Assignment -> Each line containing the string "thejohnfreeman" should be copied out of the entries.

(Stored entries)
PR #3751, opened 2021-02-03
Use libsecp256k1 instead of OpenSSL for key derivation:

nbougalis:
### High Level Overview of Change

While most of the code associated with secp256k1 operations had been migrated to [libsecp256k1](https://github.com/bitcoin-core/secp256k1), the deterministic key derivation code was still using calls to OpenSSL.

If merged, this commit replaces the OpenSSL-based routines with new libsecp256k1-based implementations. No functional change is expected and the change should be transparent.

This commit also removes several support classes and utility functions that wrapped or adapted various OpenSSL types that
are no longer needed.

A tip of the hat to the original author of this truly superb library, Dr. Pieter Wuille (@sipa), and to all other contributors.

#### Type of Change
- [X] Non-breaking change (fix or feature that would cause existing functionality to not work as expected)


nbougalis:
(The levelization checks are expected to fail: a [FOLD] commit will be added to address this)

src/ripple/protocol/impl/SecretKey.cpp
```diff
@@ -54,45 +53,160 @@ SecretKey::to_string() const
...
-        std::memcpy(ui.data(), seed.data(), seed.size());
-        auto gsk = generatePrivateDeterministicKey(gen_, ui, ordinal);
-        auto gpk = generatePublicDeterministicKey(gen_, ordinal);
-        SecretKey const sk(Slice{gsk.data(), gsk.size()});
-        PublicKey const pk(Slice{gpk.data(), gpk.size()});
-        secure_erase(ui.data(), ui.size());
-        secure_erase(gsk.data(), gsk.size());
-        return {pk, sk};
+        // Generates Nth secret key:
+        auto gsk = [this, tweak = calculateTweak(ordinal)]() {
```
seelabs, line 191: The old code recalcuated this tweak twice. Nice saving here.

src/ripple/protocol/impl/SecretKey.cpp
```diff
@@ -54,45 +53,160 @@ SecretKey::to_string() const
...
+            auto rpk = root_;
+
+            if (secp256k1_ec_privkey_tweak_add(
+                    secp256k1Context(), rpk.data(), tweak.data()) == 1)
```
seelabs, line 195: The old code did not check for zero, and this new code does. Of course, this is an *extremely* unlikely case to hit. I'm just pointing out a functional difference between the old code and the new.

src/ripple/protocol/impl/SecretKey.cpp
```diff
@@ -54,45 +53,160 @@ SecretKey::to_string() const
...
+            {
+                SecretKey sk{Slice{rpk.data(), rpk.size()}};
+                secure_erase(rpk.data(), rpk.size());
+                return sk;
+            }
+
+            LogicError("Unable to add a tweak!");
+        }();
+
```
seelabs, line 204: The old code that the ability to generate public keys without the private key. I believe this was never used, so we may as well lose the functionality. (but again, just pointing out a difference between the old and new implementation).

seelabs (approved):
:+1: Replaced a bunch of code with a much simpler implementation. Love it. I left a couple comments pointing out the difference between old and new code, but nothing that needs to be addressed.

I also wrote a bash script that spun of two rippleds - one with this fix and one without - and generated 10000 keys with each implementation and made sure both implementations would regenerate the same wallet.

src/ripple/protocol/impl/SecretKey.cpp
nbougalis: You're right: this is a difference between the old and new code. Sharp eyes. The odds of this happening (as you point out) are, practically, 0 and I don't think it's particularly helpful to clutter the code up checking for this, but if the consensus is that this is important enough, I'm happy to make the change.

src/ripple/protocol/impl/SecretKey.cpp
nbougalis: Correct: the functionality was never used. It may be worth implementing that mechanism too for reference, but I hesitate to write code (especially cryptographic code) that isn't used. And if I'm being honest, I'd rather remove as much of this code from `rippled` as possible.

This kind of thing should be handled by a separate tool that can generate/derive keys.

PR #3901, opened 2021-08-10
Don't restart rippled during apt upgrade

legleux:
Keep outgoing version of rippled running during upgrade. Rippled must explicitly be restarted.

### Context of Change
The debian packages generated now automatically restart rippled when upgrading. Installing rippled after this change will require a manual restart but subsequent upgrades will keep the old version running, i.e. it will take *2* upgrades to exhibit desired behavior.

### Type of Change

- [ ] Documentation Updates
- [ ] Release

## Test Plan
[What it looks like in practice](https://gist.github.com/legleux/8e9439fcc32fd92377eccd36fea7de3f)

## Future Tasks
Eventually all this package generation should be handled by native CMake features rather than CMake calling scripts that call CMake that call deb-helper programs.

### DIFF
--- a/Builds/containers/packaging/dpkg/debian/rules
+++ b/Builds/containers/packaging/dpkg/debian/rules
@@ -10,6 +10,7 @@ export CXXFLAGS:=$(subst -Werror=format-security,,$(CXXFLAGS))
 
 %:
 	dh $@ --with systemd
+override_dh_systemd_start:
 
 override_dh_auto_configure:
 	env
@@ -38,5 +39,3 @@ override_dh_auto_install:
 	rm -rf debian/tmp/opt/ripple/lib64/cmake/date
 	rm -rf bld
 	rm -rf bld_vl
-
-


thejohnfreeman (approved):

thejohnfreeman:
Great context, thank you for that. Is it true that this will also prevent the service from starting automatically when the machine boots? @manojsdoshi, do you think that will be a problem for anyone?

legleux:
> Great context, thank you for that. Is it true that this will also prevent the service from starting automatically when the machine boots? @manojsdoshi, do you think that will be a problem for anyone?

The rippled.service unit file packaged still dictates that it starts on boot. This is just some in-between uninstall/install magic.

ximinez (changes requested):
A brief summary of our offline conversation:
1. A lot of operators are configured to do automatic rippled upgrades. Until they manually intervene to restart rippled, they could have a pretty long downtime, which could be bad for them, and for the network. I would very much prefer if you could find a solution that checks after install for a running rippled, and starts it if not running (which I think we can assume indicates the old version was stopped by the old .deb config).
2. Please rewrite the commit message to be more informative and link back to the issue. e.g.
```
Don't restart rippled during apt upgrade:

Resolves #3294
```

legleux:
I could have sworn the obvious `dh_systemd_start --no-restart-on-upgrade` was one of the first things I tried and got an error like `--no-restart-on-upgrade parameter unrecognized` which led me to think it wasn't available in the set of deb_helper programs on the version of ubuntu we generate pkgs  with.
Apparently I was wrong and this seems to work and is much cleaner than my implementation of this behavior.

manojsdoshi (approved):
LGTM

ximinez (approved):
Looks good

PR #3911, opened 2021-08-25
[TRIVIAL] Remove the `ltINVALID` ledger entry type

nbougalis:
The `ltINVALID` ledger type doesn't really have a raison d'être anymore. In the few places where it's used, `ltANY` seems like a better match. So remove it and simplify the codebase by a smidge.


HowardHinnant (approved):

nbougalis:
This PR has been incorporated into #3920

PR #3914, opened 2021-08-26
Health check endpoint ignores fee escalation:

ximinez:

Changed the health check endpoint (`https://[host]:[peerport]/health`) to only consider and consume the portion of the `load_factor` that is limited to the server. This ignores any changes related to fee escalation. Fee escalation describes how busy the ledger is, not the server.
* * *
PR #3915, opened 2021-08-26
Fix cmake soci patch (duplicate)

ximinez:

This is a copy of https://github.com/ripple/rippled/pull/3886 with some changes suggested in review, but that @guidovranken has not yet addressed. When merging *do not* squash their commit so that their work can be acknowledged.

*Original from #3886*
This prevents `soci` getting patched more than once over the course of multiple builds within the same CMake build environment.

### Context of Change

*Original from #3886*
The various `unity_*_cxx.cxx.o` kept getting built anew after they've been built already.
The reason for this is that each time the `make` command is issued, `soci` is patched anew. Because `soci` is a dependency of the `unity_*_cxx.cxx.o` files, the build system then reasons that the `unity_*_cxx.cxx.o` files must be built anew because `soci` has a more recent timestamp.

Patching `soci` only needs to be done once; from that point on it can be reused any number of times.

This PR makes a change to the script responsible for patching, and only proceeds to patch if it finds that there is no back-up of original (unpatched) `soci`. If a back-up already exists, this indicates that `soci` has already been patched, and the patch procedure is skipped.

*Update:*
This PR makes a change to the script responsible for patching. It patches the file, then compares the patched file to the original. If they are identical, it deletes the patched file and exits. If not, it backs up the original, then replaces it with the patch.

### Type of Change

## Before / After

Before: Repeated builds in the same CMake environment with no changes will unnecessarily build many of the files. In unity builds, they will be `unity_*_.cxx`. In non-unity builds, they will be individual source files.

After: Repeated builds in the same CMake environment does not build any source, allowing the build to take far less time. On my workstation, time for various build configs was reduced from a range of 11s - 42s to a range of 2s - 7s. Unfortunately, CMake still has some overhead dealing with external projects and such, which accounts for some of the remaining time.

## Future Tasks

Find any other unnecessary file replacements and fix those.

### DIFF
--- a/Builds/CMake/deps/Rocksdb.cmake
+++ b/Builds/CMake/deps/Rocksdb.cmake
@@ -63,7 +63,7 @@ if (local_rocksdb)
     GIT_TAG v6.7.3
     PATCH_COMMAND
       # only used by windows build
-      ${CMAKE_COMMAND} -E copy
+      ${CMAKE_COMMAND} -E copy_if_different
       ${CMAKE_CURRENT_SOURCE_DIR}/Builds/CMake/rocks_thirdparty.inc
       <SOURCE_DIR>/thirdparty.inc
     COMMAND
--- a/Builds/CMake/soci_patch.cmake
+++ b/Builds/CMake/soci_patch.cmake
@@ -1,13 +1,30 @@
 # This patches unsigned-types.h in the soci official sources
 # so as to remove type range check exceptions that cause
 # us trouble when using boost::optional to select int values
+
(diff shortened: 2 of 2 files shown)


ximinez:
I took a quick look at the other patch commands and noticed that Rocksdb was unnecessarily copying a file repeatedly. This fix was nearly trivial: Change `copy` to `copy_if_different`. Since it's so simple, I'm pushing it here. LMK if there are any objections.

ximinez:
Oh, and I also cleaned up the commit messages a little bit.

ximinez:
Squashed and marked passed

Exercise output ->
thejohnfreeman (approved):
thejohnfreeman:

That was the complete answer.